SARS-CoV-2 B.1.1.7 Variant: British Scientists Warns That That Existing Non-Pharmaceutical Interventions (NPIs) May Not be Sufficient To Contain Spread

SARS-CoV-2 B.1.1.7 Variant: British Scientists Warns That That Existing Non-Pharmaceutical Interventions (NPIs) May Not be Sufficient To Contain Spread
Source: SARS-CoV-2 B.1.1.7 Variant  Jan 07, 2021  3 years, 3 months, 1 week, 1 day, 23 hours, 22 minutes ago
SARS-CoV-2 B.1.1.7 Variant: British researchers warn that that existing non-pharmaceutical interventions (NPIs) may not be sufficient to contain the spread of the new SARS-CoV-2 B.1.1.7 variant that is fast becoming the prevailing dominant strain. The new variant has a higher binding affinity and is more infectious coupled with the fact that it has a higher replication rate.


 
Claims by certain so called “experts’ that the new variant is not so dangerous or fatal are misleading as it is now becoming seen that those infected with the strain displays higher viral loads which could contribute to disease severity. Claims by vaccine manufacturers and ‘unqualified’ doctors and researchers  (Most probably ‘trash’ receiving payments by the vaccine manufacturers!) claiming that the current vaccines will also work on these new variants or published by garbage media are also fake or misleading as there are no proven studies to prove those statements. Currently we do not even have proof or know if these vaccines will work on the existing SARS-CoV-2 strains even!

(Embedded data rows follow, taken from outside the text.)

PR #8836, opened 2021-07-10
Make implicit type casts explicit

greg0ire:
Before we discuss what target branch the `strict_types` PR should use, here is a PR that makes 2.10.x compatible with strict types.
Everything was pretty straightforward except the sequence generator which is full of casts from int to string and _vice versa_. After reading https://github.com/doctrine/orm/pull/6683 , it seems to me that we want to be compatible with sequences greater than PHP_INT_MAX, but I doubt we are in practice.
Note how this reduces the baseline.

### DIFF
--- a/lib/Doctrine/ORM/Mapping/ClassMetadataFactory.php
+++ b/lib/Doctrine/ORM/Mapping/ClassMetadataFactory.php
@@ -614,7 +614,7 @@ class ClassMetadataFactory extends AbstractClassMetadataFactory
 
                 $sequenceGenerator = new SequenceGenerator(
                     $this->em->getConfiguration()->getQuoteStrategy()->getSequenceName($definition, $class, $this->getTargetPlatform()),
-                    $definition['allocationSize']
+                    (int) $definition['allocationSize']
                 );
                 $class->setIdGenerator($sequenceGenerator);
                 break;
--- a/lib/Doctrine/ORM/Mapping/ClassMetadataInfo.php
+++ b/lib/Doctrine/ORM/Mapping/ClassMetadataInfo.php
@@ -610,13 +610,13 @@ class ClassMetadataInfo implements ClassMetadata
      * <code>
      * array(
      *     'sequenceName' => 'name',
-     *     'allocationSize' => 20,
-     *     'initialValue' => 1
+     *     'allocationSize' => '20',
+     *     'initialValue' => '1'
      * )
      * </code>
      *
      * @var mixed[]
-     * @psalm-var array{sequenceName: string, allocationSize: int, initialValue: int}
+     * @psalm-var array{sequenceName: string, allocationSize: string, initialValue: string, quoted?: mixed}
      * @todo Merge with tableGeneratorDefinition into generic generatorDefinition
      */
     public $sequenceGeneratorDefinition;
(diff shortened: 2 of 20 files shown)


lib/Doctrine/ORM/Mapping/ClassMetadataFactory.php
```diff
@@ -614,7 +614,7 @@ private function completeIdGeneratorMapping(ClassMetadataInfo $class): void
 
                 $sequenceGenerator = new SequenceGenerator(
                     $this->em->getConfiguration()->getQuoteStrategy()->getSequenceName($definition, $class, $this->getTargetPlatform()),
-                    $definition['allocationSize']
+                    (int) $definition['allocationSize']
```
greg0ire, line 617: Since the `+` operator is used here, this must be fine:

https://github.com/doctrine/orm/blob/95408cd8e41867c38ac9cc2395404e391b3df389/lib/Doctrine/ORM/Id/SequenceGenerator.php#L78

lib/Doctrine/ORM/Mapping/ClassMetadataInfo.php
```diff
@@ -3306,14 +3306,17 @@ public function setSequenceGeneratorDefinition(array $definition)
...
         }
 
-        if (! isset($definition['initialValue']) || trim($definition['initialValue']) === '') {
+        if (! isset($definition['initialValue']) || trim((string) $definition['initialValue']) === '') {
             $definition['initialValue'] = '1';
         }
 
+        $definition['allocationSize'] = (string) $definition['allocationSize'];
+        $definition['initialValue']   = (string) $definition['initialValue'];
+
```
SenseException, line 3319: It would make sense to use a variable here now so you need to cast only one time. It increases readability  after the type casts were introduced or when changes are going to be introduced where the type casts are forgotten.

lib/Doctrine/ORM/Query/Parser.php
```diff
@@ -493,7 +493,7 @@ public function syntaxError($expected = '', $token = null)
         $message .= $expected !== '' ? sprintf('Expected %s, got ', $expected) : 'Unexpected ';
         $message .= $this->lexer->lookahead === null ? 'end of string.' : sprintf("'%s'", $token['value']);
 
-        throw QueryException::syntaxError($message, QueryException::dqlError($this->query->getDQL()));
+        throw QueryException::syntaxError($message, QueryException::dqlError($this->query->getDQL() ?? ''));
```
SenseException, line 496: When does `getDQL()` return null?

SenseException (commented):
I like how the psalm and phpstan config became smaller :+1:

lib/Doctrine/ORM/Mapping/ClassMetadataInfo.php
greg0ire: Can you please show me how you would do it? It tried, and it's a bit too tricky IMO, since `$definition['allocationSize']` might not be defined.

lib/Doctrine/ORM/Query/Parser.php
greg0ire: It's `null` by default, when `setDQL()` is never called or when `free()` is called.

lib/Doctrine/ORM/Mapping/ClassMetadataInfo.php
SenseException: My bad, I confused keys during my review.

SenseException (approved):

lib/Doctrine/ORM/Mapping/ClassMetadataInfo.php
greg0ire: No worries :)

PR #8841, opened 2021-07-13
Enable strict mode

### LINKED ISSUE #8819: Move to strict_types=1 for ORM 3
This is something we can and should do in the new major version.

greg0ire:
#8836 was not enough to catch all the needed changes, I only fixed things I detected in my local setup, but there were more casts need with PHP 8. It also seems that Psalm and PHPStan detect more things in strict mode.

If you want me to split this into 2 PRs, let me know.

Closes #8819 

Note that I'm targeting 2.x here, let me explain why:
- I don't want too much divergence between both branches, especially when they touch that many files
- there is no BC break AFAIK: strict mode is about function we call, not about our public API (and yes, the AFAIK is important, but if there is one, we can fix it with a cast IMO)
- 3.x should be about removing deprecated stuff IMO: I think risky stuff that can be fixed quickly should be diluted in minors rather than piled up in 3.x, because having risky stuff always go to 3.x will make the migration to 3.0.0 very hard for everyone. In my vision, 3.0.0 should be very boring for somebody having addressed all deprecations, and not a big deal to upgrade to.

### DIFF
--- a/lib/Doctrine/ORM/AbstractQuery.php
+++ b/lib/Doctrine/ORM/AbstractQuery.php
@@ -1,5 +1,7 @@
 <?php
 
+declare(strict_types=1);
+
 namespace Doctrine\ORM;
 
 use Countable;
--- a/lib/Doctrine/ORM/Cache.php
+++ b/lib/Doctrine/ORM/Cache.php
@@ -1,5 +1,7 @@
 <?php
 
+declare(strict_types=1);
+
 namespace Doctrine\ORM;
 
 use Doctrine\ORM\Cache\QueryCache;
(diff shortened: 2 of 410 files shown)


SenseException (dismissed):
I tried some combinations of strict type files and regular files and AFAIK2 this shouldn't be a problem, but I would wait for another reviewer to confirm this. 
The additional typecasts are manageable and okay for me.

greg0ire:
There is a conflict in the baseline, I'm going to push

SenseException (approved):

beberlei (approved):

PR #8846, opened 2021-07-15
Use $strict param in functions that have it

greg0ire:
Backport of #6974


SenseException (dismissed):
Are those changes covered by the static analysis tools?

greg0ire:
@SenseException not sure what you mean (everything under `lib` is "covered" by static analysis)  , but this results in a small reduction of the Psalm baseline.

SenseException:
I ask this because after these changes were introduced, I would expect a build to fail when removed again. This would be the job of static analysis tools.

greg0ire:
@SenseException I pushed a new commit which uses `--generate-baseline` to remove even more things from it.
Regarding your question, not every omission of `true` causes a static analysis issue (in fact, only 2 issues were removed with this PR), which means it's not much covered by SA tools. To me, this is more akin to avoiding `empty`, and thus the job of a CS tool, and can have a beneficial impact on SA tools, but is not guaranteed to fix an SA issue every time it is applied.

SenseException (approved):

PR #7008, opened 2018-01-24
Remove unused exceptions

greg0ire:

PR #8851, opened 2021-07-20
Remove unused exceptions

greg0ire:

The clinical trial findings are one thing but real scenario is a different setting.
 
The new SARS-CoV-2 lineage B.1.1.7, now designated Variant of Concern 202012/01 (VOC) by Public Health England, originated in the UK in late Summer to early Autumn 2020.
 
The study team examined epidemiological evidence for this VOC having a transmission advantage from several perspectives:
 
-1) Whole genome sequence data collected from community-based diagnostic testing provides an indication of changing prevalence of different genetic variants through time. Phylodynamic modelling additionally indicates that genetic diversity of this lineage has changed in a manner consistent with exponential growth.
 
-2) The team found found that changes in VOC frequency inferred from genetic data correspond closely to changes inferred by S-gene target failures (SGTF) in community-based diagnostic PCR testing.
 
-3) The study team examined growth trends in SGTF and non-SGTF case numbers at local area level across England, and show that the VOC has higher transmissibility than non-VOC lineages, even if the VOC has a different latent period or generation time. Available SGTF data indicate a shift in the age composition of reported cases, with a larger share of under 20 year olds among reported VOC than non-VOC cases.
 
-4) The team assessed the association of VOC frequency with independent estimates of the overall SARS-CoV-2 reproduction number through time.
 
-5) The study team also fitted a semi-mechanistic model directly to local VOC and non-VOC case incidence to estimate the reproduction numbers over time for each. There is a consensus among all analyses that the VOC has a substantial transmission advantage, with the estimated difference in reproduction numbers between VOC and non-VOC ranging between 0.4 and 0.7, and the ratio of reproduction numbers varying between 1.4 and 1.8.
 
The team notes that these estimates of transmission advantage apply to a period where high levels of social distancing were in place in England; extrapolation to other transmission contexts therefore requires caution.
 
The study findings were published on a preprint server and are currently being peer reviewed.
 
The researchers in the UK have conducted a comprehensive epidemiologic analysis of the new SARS-CoV-2 variant in an effort to learn more about the expanded range and frequency of coronavirus disease 2019 (COVID-19) cases in England.
 
The SARS-CoV-2 lineage B.1.1.7, which was first detected in the UK in November 2020, has been designated Variant of Concern 202012/01 (VOC) by Public Health England.
 
The study team’s analysis of VOC whole genomes identified an increased frequency in the variant that is consistent with a transmission advantage over other SARS-CoV-2 variants in the UK.
 
Interestingly the estimated difference in reproduction number (number of new infections arising from a single case of infection) between the VOC and non-VOC lineages ranged between 0.4 and 0.7.
 
The study team from Imperial College London, the University of Edinburgh, Public Health England, the Wellcome Sanger Institute, and the University of Birmingham warns that this substantial transmission advantage will pose major challenges for the ongoing control of COVID-19 in the UK and elsewhere over the coming months.
 
Significantly, the study team found evidence that while non-pharmaceutical interventions (NPIs) were sufficient to control non-VOC lineages during the November 2020 lockdown in England, they were not sufficient to control the VOC.
 
Corresponding author Dr Neil Ferguson from the MRC Centre for Global Infectious Disease Analysis, Jameel Institute for Disease and Emergency Analytics, Imperial College London  warned that social distancing measures will need to be more stringent and that policy decisions will need to be informed by urgent epidemiological investigations into the new variant.
 
The new VOC possesses several advantageous mutations.
 
It was reported that as of 20th December 2020, the regions in England with the highest number of confirmed cases of the new variant were London, the South East, and the East of England.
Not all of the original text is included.